Which lines in the records below contain the word "think"? Copy each one.

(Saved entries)
★ ★ ★

PR #1997, opened 2026-03-26
add selection params

robbespo00:


weaviate/collections/queries/near_vector/query/executor.py
```diff
@@ -11,6 +11,7 @@
     NearVectorInputType,
     Rerank,
     TargetVectorJoinType,
+    MMR,
 )
```
dirkkul, line 15: You also need to add this to .generate

weaviate/collections/queries/near_vector/query/executor.py
```diff
@@ -51,6 +52,7 @@ def near_vector(
         filters: Optional[FilterReturn] = None,
         group_by: Literal[None] = None,
         rerank: Optional[Rerank] = None,
+        selection: Optional[MMR] = None,
```
dirkkul: selection is kind of generic. Maybe diversity_section? I am not 100% sure what it does

weaviate/collections/queries/near_vector/query/executor.py
dirkkul, line 357: docstring needs to be updated everywhere

weaviate/collections/queries/near_vector/query/sync.pyi
```diff
@@ -9,6 +9,7 @@ from weaviate.collections.classes.grpc import (
     NearVectorInputType,
```
dirkkul, line 10: Hybrid also needs support for this

weaviate/collections/classes/grpc.py
```diff
@@ -268,6 +268,28 @@ class Rerank(_WeaviateInput):
...
+    Args:
+        limit: Optional number of candidates to consider for diversification.
+        balance: Optional MMR lambda in [0.0, 1.0] — 1.0 is pure relevance, 0.0 is pure diversity.
+    """
+
+    limit: Optional[int] = None
+    balance: Optional[float] = None
+
+
+class Diversity:
```
dirkkul, line 284: this should match the parameter name

weaviate/collections/classes/grpc.py
```diff
@@ -268,6 +268,28 @@ class Rerank(_WeaviateInput):
...
+    """Use this factory class to apply diversity selection to search results via MMR."""
+
+    def __init__(self) -> None:
+        raise TypeError("Diversity cannot be instantiated directly. Use Diversity.MMR(...).")
+
+    MMR = MMR
```
dirkkul: I would add a factory here, eg something like

```
      @staticmethod
      def mmr(limit: Optional[int] = None, balance: Optional[float] = None) -> MMR:
          """Maximal Marginal Relevance.

          Args:
              limit: number of candidates to consider for diversification.
              balance: MMR lambda in [0.0, 1.0] — 1.0 pure relevance, 0.0 pure diversity.
          """
          return MMR(limit=limit, balance=balance)
```

weaviate/collections/queries/near_vector/query/sync.pyi
g-despot: Event though the proto files include it, hybrid search isn't supported, will double check with John

weaviate/collections/queries/near_vector/query/executor.py
g-despot: Good catch, added

weaviate/collections/queries/near_vector/query/executor.py
g-despot: Agreed, renamed to `diversity_selection`

weaviate/collections/queries/near_object/generate/executor.py
```diff
@@ -401,6 +416,7 @@ def near_object(
             return_metadata: The metadata to return for each object, defaults to `None`.
             return_properties: The properties to return for each object.
             return_references: The references to return for each object.
+            diversity_selection: Apply diversity selection (e.g. MMR) to the results. Requires Weaviate >= 1.37.0.
```
bevzzz, line 419:
```suggestion
            diversity_selection: Apply diversity selection (e.g. MMR) to the results. Since v1.37.0.
```

nit(non-blocking): I think this is the more conventional way of phrasing that

integration/test_collection_diversity_hybrid.py
```diff
@@ -0,0 +1,162 @@
...
+    ).objects
+    balance_1 = collection.query.hybrid(
+        query=None,
+        vector=HybridVector.near_vector(
+            vector=[1.0, 0.0, 0.0],
+            diversity_selection=DiversitySelection.mmr(limit=3, balance=1.0),
+        ),
+        limit=3,
+    ).objects
+    assert [o.uuid for o in balance_0] != [o.uuid for o in balance_1]
```
bevzzz: If the goal of this is test is to see that "the client passes diversity_selection parameter to the server correctly", couldn't we just add 2 assertions here? One to check the effect of `balance` (i.e. order is different) and the other one to check the effect of `limit` (i.e. `len(result) == mmr_limit`).

3 distinct test cases just seems to be excessive for this. After all, 95% of the logic is server-side.

integration/test_collection_diversity.py
bevzzz, line 1: Similar to the [comment above/below](https://github.com/weaviate/weaviate-python-client/pull/1997/changes#r3136570483), do we need all 10 test cases for a 2-parameter config?

weaviate/collections/classes/grpc.py
dirkkul: We would need to remove the `MMR = MMR` as it is not needed anymore

weaviate/classes/query.py
```diff
@@ -29,6 +32,7 @@
     "HybridFusion",
     "HybridVector",
     "BM25Operator",
+    "MMR",
```
dirkkul: This can also be removed I think as we want users to use the factory 🤔

integration/test_collection_diversity.py
```diff
@@ -0,0 +1,181 @@
...
+def test_near_vector_diversity_pure_relevance(
+    collection_factory: CollectionFactory,
+) -> None:
+    """balance=1.0 -> MMR degenerates to pure relevance (same as no diversity)."""
+    collection = _create_clustered_collection(collection_factory)
+
+    baseline = collection.query.near_vector(near_vector=[1.0, 0.0, 0.0], limit=3).objects
+    diverse = collection.query.near_vector(
+        near_vector=[1.0, 0.0, 0.0],
+        diversity_selection=DiversitySelection.mmr(limit=3, balance=1.0),
```
dirkkul: After seeing this, this reads quite long. Should we rather go with 
```
diversity_selection=Diversity.mmr(limit=3, balance=1.0),
```

weaviate/collections/classes/grpc.py
```diff
@@ -397,17 +432,20 @@ class _HybridNearVector:  # can't be a Pydantic model because of validation issu
     vector: NearVectorInputType
     distance: Optional[float]
     certainty: Optional[float]
+    diversity_selection: Optional[MMR]
```
dirkkul: If they dont work, lets remove them again

weaviate/collections/queries/near_object/generate/executor.py
g-despot: I'd rather be more explicit with `requires` so the user can't misunderstand

integration/test_collection_diversity_hybrid.py
g-despot: Agreed, will try to combine them

integration/test_collection_diversity.py
g-despot: Don't see a reason why not, no strong reason for them being named the same, changed back to `Diversity`

weaviate/collections/classes/grpc.py
```diff
@@ -268,6 +268,36 @@ class Rerank(_WeaviateInput):
     query: Optional[str] = Field(default=None)
 
 
+@dataclass
+class MMR:
```
dirkkul, line 272: This class also needs to be added to the output module, otherwise LGTM

dirkkul (approved):

bevzzz (approved):

PR #2008, opened 2026-04-09
feat: add support to stopword presets

amourao:


integration/test_collection_config.py
```diff
@@ -2338,3 +2339,580 @@ def test_property_text_analyzer_ascii_fold_version_gate(
...
+    title_fr = next(p for p in config.properties if p.name == "title_fr")
+    title_en = next(p for p in config.properties if p.name == "title_en")
+    plain = next(p for p in config.properties if p.name == "plain")
+    assert title_fr.text_analyzer is not None
+    assert title_fr.text_analyzer.stopword_preset == "fr"
+    assert title_en.text_analyzer is not None
+    assert title_en.text_analyzer.stopword_preset == "en"
+    assert plain.text_analyzer is None
+
+    collection.data.insert(
```
dirkkul: Same as the other PR, can you only test client-specific things in here? Eg set settings, get config and do a round-trip

integration/test_collection_config.py
```diff
@@ -2338,3 +2339,580 @@ def test_property_text_analyzer_ascii_fold_version_gate(
...
+    collection.config.update(
+        inverted_index_config=Reconfigure.inverted_index(
+            stopword_presets={"fr": ["le", "la", "les"]},
+        ),
+    )
+    config = collection.config.get()
+    assert config.inverted_index_config.stopword_presets == {"fr": ["le", "la", "les"]}
+
+
+def test_collection_stopword_presets_remove_referenced_by_nested_property_is_rejected(
```
dirkkul: same here, that is Weaviate functionality. 

(I will not make more comments for tests)

integration/test_collection_config.py
```diff
@@ -2338,3 +2339,580 @@ def test_property_text_analyzer_ascii_fold_version_gate(
                 ),
             ],
         )
+
```
dirkkul, line 2225: One test that I think is missing is to do a roundtrip:
- create collection with stopwords
- fetch config (and assert correctness)
- change collection name in config
- recreate collection with the settings and fetch new config to compare before after

this makes sure that all the de/serialization is correct

weaviate/collections/classes/config.py
```diff
@@ -2184,24 +2188,42 @@ class _ShardStatus:
...
+        default=None, alias="stopword_preset"
+    )
+
+    @field_validator("stopwordPreset", mode="before")
+    @classmethod
+    def _coerce_stopword_preset(cls, v: Any) -> Any:
+        # Pydantic preserves the StopwordsPreset enum instance through model_dump,
+        # but the wire format must be a plain string. Coerce at construction time.
+        if isinstance(v, StopwordsPreset):
+            return v.value
```
dirkkul: We usually use a _to_dict method, see nestedProperties for example.

Eg in `class Property` add
```
        if self.textAnalyzer is not None:
            ret_dict["textAnalyzer"] = self.textAnalyzer._to_dict()
```

and then add the `_to_dict` method to textAnalyzer that does whatever transfromation we need to do. I think it will work without any changes to textAnalyzer, as the baseClass already handles enums:

```
class _ConfigCreateModel(BaseModel):
    model_config = ConfigDict(strict=True)

    def _to_dict(self) -> Dict[str, Any]:
        ret = cast(dict, self.model_dump(exclude_none=True))
        for key, val in ret.items():
            if isinstance(val, Enum):
                ret[key] = val.value

        return ret
```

★ ★ ★

▶ _ANSWER AREA_:
nit(non-blocking): I think this is the more conventional way of phrasing that
dirkkul: This can also be removed I think as we want users to use the factory 🤔
dirkkul, line 2225: One test that I think is missing is to do a roundtrip:
and then add the `_to_dict` method to textAnalyzer that does whatever transfromation we need to do. I think it will work without any changes to textAnalyzer, as the baseClass already handles enums:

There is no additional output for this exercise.